The aim of our second study is demonstrate the progressive nature of the decline in cognition due to a presumed neurodegenerative process using neuropsychological testing and brain imaging 18 months -2 years after initial testing of our original cohort.
Cognitive Impairment in HCV
As many people are infected with HCV as are with HIV, or about 3.3% of world’s population. HCV infection becomes chronic in approximately 75%–85% of cases; 1–5% will die from the consequences of chronic infection - liver cancer or cirrhosis; but 13–50% of individuals with chronic HCV infection will develop cognitive dysfunction.
There is growing evidence that approximately one-third of people with chronic HCV experience cognitive impairment even in the absence of cirrhosis and that its occurrence is unrelated to other indices of liver function.

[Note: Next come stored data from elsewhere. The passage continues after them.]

PR #4371, opened 2022-11-29
persist LC sync progress across restarts

### LINKED ISSUE #4046: Resume with last root when starting
So that it doesn't have to be supplied on every restart, we should persist basic light client information such as the current head / finalized checkpoint, so that it can resume automatically after a restart as long as the chain is finalizing.

etan-status:
Persist the latest finalized header and sync committee across restarts of `nimbus_light_client` to avoid redoing time-consuming bootstrap step.

### DIFF
--- a/beacon_chain/light_client_db.nim
+++ b/beacon_chain/light_client_db.nim
@@ -149,7 +149,7 @@ proc getSyncCommittee*(
     res.expect("SQL query OK")
     try:
       return ok SSZ.decode(syncCommittee, altair.SyncCommittee)
-    except SszError:
+    except SszError as exc:
       error "LC store corrupted", store = "syncCommittees",
         period, exc = exc.msg
       return err()
--- a/beacon_chain/light_client_db.nim
+++ b/beacon_chain/light_client_db.nim
@@ -88,9 +88,9 @@ proc getLatestFinalizedHeader*(db: LightClientDB): Opt[BeaconBlockHeader] =
     res.expect("SQL query OK")
     try:
       return ok SSZ.decode(header, BeaconBlockHeader)
-    except MalformedSszError, SszSizeMismatchError:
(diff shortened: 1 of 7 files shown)


beacon_chain/light_client_db.nim
```diff
@@ -0,0 +1,187 @@
...
+  store.putStmt.dispose()
+
+proc getLatestFinalizedHeader*(db: LightClientDB): Opt[BeaconBlockHeader] =
+  var header: seq[byte]
+  for res in db.headers.getStmt.exec(
+      LightClientHeaderKind.Finalized.int64, header):
+    res.expect("SQL query OK")
+    try:
+      return ok SSZ.decode(header, BeaconBlockHeader)
+    except MalformedSszError, SszSizeMismatchError:
```
zah: The list of exceptions here seems peculiarly specific. Handling `SszError` would be less fragile in the face of potential refactorings in the SSZ library.

beacon_chain/light_client_db.nim
```diff
@@ -0,0 +1,187 @@
...
+
+proc getSyncCommittee*(
+    db: LightClientDB, period: SyncCommitteePeriod): Opt[altair.SyncCommittee] =
+  doAssert period.isSupportedBySQLite
+  var syncCommittee: seq[byte]
+  for res in db.syncCommittees.getStmt.exec(period.int64, syncCommittee):
+    res.expect("SQL query OK")
+    try:
+      return ok SSZ.decode(syncCommittee, altair.SyncCommittee)
+    except MalformedSszError, SszSizeMismatchError:
```
zah: ditto

zah (approved):

beacon_chain/light_client_db.nim
etan-status: It's consistent with the existing `beacon_chain_db_light_client`.

PR #4374, opened 2022-11-30
avoid port re-use across unit test runs

etan-status:
In Jenkins CI we run two instances of unit tests concurrently. This can trigger CI failure when the same port numbers are re-used by the different test instances. Fixed one more issue of this by allowing user configuration of the base port number.


zah:
That's great! Thanks for tracking this down.

PR #4376, opened 2022-11-30
don't access Result.error when not error

tersec:


beacon_chain/validators/validator_duties.nim
```diff
@@ -755,10 +755,15 @@ proc proposeBlockMEV(
     # the block failed to validate and integrate into the DAG, which for the
     # purpose of this return value, is equivalent. It's used to drive Beacon
     # REST API output.
+    let errMsg =
+      if unblindedBlockRef.isOk:
+        unblindedBlockRef.error
```
etan-status, line 760: doesn't this access `Result.error` when not error?

tersec: yeah, https://github.com/status-im/nimbus-eth2/pull/4376/commits/59167879a9fcd80c2759bba002f6fef9b4daf472

tersec: https://github.com/status-im/nimbus-eth2/pull/4376/commits/30e0b594e6efa61e75afd84d7ac10dff6b132be1

PR #4378, opened 2022-11-30
deprecate `/eth2/beacon_chain/req/beacon_blocks_by_{range,root}/1/`

tersec:
https://github.com/ethereum/consensus-specs/pull/3014

Update/recreate https://github.com/status-im/nimbus-eth2/pull/4207


beacon_chain/sync/sync_protocol.nim
```diff
@@ -269,139 +269,27 @@ p2pProtocol BeaconSync(version = 1,
       response: MultipleChunksResponse[
         phase0.SignedBeaconBlock, MAX_REQUEST_BLOCKS])
       {.async, libp2pProtocol("beacon_blocks_by_range", 1).} =
```
arnetheduck: I think at this point we're better off removing it completely which will give clients that try to access it an error at the libp2p level

tersec: https://github.com/status-im/nimbus-eth2/pull/4378/commits/777c3adab0bdb63bc4ab0f9c6813849a9f1cfabe

arnetheduck (approved):

PR #4381, opened 2022-12-01
Switch to official doppelganger detection implementation.

cheatfate:
Switch VC to use /eth/v1/validator/liveness/{epoch} endpoint instead of nimbus one.

### DIFF
--- a/beacon_chain/rpc/rest_validator_api.nim
+++ b/beacon_chain/rpc/rest_validator_api.nim
@@ -4,7 +4,7 @@
 #   * Apache v2 license (license terms in the root directory or at https://www.apache.org/licenses/LICENSE-2.0).
 # at your option. This file may not be copied, modified, or distributed except according to those terms.
 
-import std/[typetraits, sets]
+import std/[typetraits, sets, sequtils]
 import stew/[results, base10], chronicles
 import ".."/[beacon_chain_db, beacon_node],
        ".."/networking/eth2_network,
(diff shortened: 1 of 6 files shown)


beacon_chain/rpc/rest_validator_api.nim
```diff
@@ -853,3 +853,66 @@ proc installValidatorApiHandlers*(router: var RestRouter, node: BeaconNode) =
...
+              if wallEpoch == FAR_FUTURE_EPOCH:
+                wallEpoch
+              else:
+                wallEpoch + 1
+            prevEpoch = get_previous_epoch(wallEpoch)
+          if (res < prevEpoch) or (res > nextEpoch):
+            return RestApiResponse.jsonError(Http400, InvalidEpochValueError,
+                    "Requested epoch is more than one epoch from current epoch")
+          res
+      indexList =
```
arnetheduck, line 878: reading the index list should really be a function, given how we read the same list in several places (attestations etc)

beacon_chain/spec/eth2_apis/eth2_rest_serialization.nim
```diff
@@ -2364,6 +2364,43 @@ proc readValue*(reader: var JsonReader[RestJson],
...
+  writer.writeField("is_live", value.is_live)
+  writer.endRecord()
+
+proc readValue*(reader: var JsonReader[RestJson],
+                value: var RestLivenessItem) {.
+     raises: [SerializationError, IOError, Defect].} =
+  var index: Option[ValidatorIndex]
+  var isLive: Option[bool]
+
+  for fieldName in readObjectFields(reader):
```
arnetheduck, line 2382: why does this need a custom reader? isn't it simple enough?

PR #4400, opened 2022-12-07
add local testnet output to gitignore

etan-status:
Latest local testnet output folder was not yet in gitignore.


arnetheduck:
why is this a PR even?

PR #4403, opened 2022-12-08
change all :s to s

cheny0:
Now all ":s" in the Nimbus guide are replaced with "s".

### DIFF
--- a/docs/the_nimbus_book/src/eth1.md
+++ b/docs/the_nimbus_book/src/eth1.md
@@ -81,7 +81,7 @@ It is safe to start the beacon node even if the execution client is not yet full
 
 ### 3. Pass the URL and JWT secret to Nimbus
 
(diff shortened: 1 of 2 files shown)


arnetheduck:
there's one more btw:
```
[arnetheduck@praeceps src]$ ag ":s"
eth1.md
84:The `--web3-url` option informs the beacon node how to connect to the execution client - both `http://` and `ws://` URL:s are supported.
103:    You can pass one or more `--web3-url` parameters to the node as long as they share JWT secret. Any additional web3 url:s will be used for backup, should the first one become unavailable:

index.md
18:* Fast [Beacon](./rest-api.md) and [KeyManager](./keymanager-api.md) API:s with extensions
```

cheny0:
> 

Thanks, it's fixed.

PR #4410, opened 2022-12-09
add eip4844 fork choice tests and remove test vector workarounds

tersec:
https://github.com/ethereum/consensus-spec-tests/releases/tag/v1.3.0-alpha.1-hotfix.2 fixes the issues that were being seen, so now EIP4844 tests can be/are straightforwardly implemented, in their entirety as much as the other forks.


tersec:
closing, something's going wrong with the test fixture downloading (works locally), but better to test it in isolation than tie it to otherwise useful changes

PR #4414, opened 2022-12-11
bump nim-eth2-scenarios to fix EIP4844 consensus spec test vectors

tersec:


tersec:
```
2022-12-11T20:52:25.5011771Z     Unhandled exception: cannot open: D:\a\nimbus-eth2\nimbus-eth2\vendor\nim-eth2-scenarios\tests-v1.3.0-alpha.1-hotfix.2\minimal\bellatrix\light_client\sync\pyspec_tests\supply_sync_committee_from_past_update\update_0xd0275ac71f8143bd665d9...
```
too long for Windows, exceeds `MAX_PATH` of 260 characters.

Will probably pass on these hotfixes, since while the underlying issues should be fixed, they're likely several which would all have to be fixed, in various libraries, and not ordinarily relevant so long as an alpha.2 is released soon enough.

PR #4418, opened 2022-12-12
consolidate slot sanity checks across forks

tersec:


beacon_chain/spec/forks.nim
```diff
@@ -266,17 +266,28 @@ template toFork*[T: eip4844.BeaconState | eip4844.HashedBeaconState](
...
-#   T(kind: BeaconStateFork.Altair, altairData: data)
-# template init*(T: type ForkedHashedBeaconState, data: bellatrix.HashedBeaconState): T =
-#   T(kind: BeaconStateFork.Bellatrix, bellatrixData: data)
-# template init*(T: type ForkedHashedBeaconState, data: capella.HashedBeaconState): T =
-#   T(kind: BeaconStateFork.Capella, capellaData: data)
-# template init*(T: type ForkedHashedBeaconState, data: eip4844.HashedBeaconState): T =
-#   T(kind: BeaconStateFork.EIP4844, eip4844Data: data)
+# TODO using "ref T" doesn't work -- some kind of reference to type being
+# treated differently than type?
+func init*(T: type ForkedHashedBeaconState, data: phase0.BeaconState):
```
arnetheduck: these should either be `new(T: type Forked...` or `init(T: type (ref Forked)...` - ie `new` means "introduce `ref` to `T`

arnetheduck (approved):

beacon_chain/spec/forks.nim
tersec: Well, this particular issue was https://github.com/nim-lang/Nim/issues/21086

tersec: And, being parameterized by `T` but returning a `ref T` was/is the goal -- avoid the `TODO these cause stack overflows due to large temporaries getting allocated` hazard. If preferred, I can keep them isolated in `test_fixture_sanity_slots`, which is their only user, but they'd find use at some point in other test fixtures. Would also be reasonable to put them in `fixtures_utils` and revert `beacon_chain_spec/forks` to the status quo ante, with the `TODO` comment block, and at least it's inarguably not worse than before.

But it's necessary to have some helper functions somewhere like this, to avoid the need for spelling out `Phase0.HashedBeaconState`, etc in the consolidated test fixtures.

arnetheduck: > being parameterized by T but returning a ref T was/is the goal

then it should be called `new` - it's no longer an `init` at that point (init should return its own type or possibly Opt/Result, but not introduce `ref`): https://status-im.github.io/nim-style-guide/language.objconstr.html

tersec: https://github.com/status-im/nimbus-eth2/pull/4418/commits/f1993e368da1e4e8cd859cf29d3840fec366444c

arnetheduck: btw, we detect stack overflow in CI these days so we're a bit more safe against sudden unwanted copies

Our study of HCV will determine the prevalence of HCV related cognitive impairment in the HCV positive cohort as well as neuropsychological pattern with the use of detailed psychological testing. A sub cohort of 50 participants will have their brain MRI acquired as part of this project to assess for possible MRI disease markers.
Traumatic Brain Injury
Traumatic brain injury (TBI) is the leading cause of death in children and young adults in Ireland. Malignant brain swelling has a major role in the pathophysiology that evolves after severe TBI. Therapeutic strategies to prevent cerebral oedema are limited and, if brain swelling persists, the risks of permanent brain damage or mortality are greatly exacerbated. While major brain injury is a risk in modern contact sports, the number of deaths and major disability emanating from sports related head injury appears at first glance to be small. A far greater challenge is the occurrence of what has become known as mild TBI (mTBI).
A recent collaboration between the Smurfit Institute of Genetics, TCD and St James' Hospital Dublin has led to the establishment of a multidisciplinary project focused on elucidating the underlying pathophysiology of concussive brain injuries in young sports men and women. A combined clinical and basic research programme investigating the role of the blood-brain barrier (BBB) in the context of mTBI observed in rugby players was initiated in September 2015. With the growing awareness of concussive and sub-concussive brain injuries in sports, this work will lead to a better understanding of the mechanism of injury at play. Additionally, this work has the potential to lead to improved management of mTBI in general. Current research involves the imaging and cognitive and neuropsychiatric outcomes off athletes who have at least 10 years exposure to high level contact. At least 40 players have been recruited so far.
In collaboration with the Dublin Brain Bank, the research programme is also focused on elucidating the role of the BBB in the onset of chronic traumatic encephalopathy (CTE). Much attention has focused on emerging evidence linking the development of CTE to concussive injuries in athletes and military personnel. However, the underlying molecular pathobiology of CTE is far from clear and it can only be diagnosed post-mortem. Recently, our group was the first to observe evidence that the BBB is significantly disrupted in CTE and these results may lead to new forms of "in-life" diagnosis of the condition which can only be diagnosed post-mortem at present (Fig 1). Cumulatively, our research programme focusing on the role of the cerebrovasculature in neurological conditions such as mTBI and CTE will lead to improved treatment paradigms for patients in the future.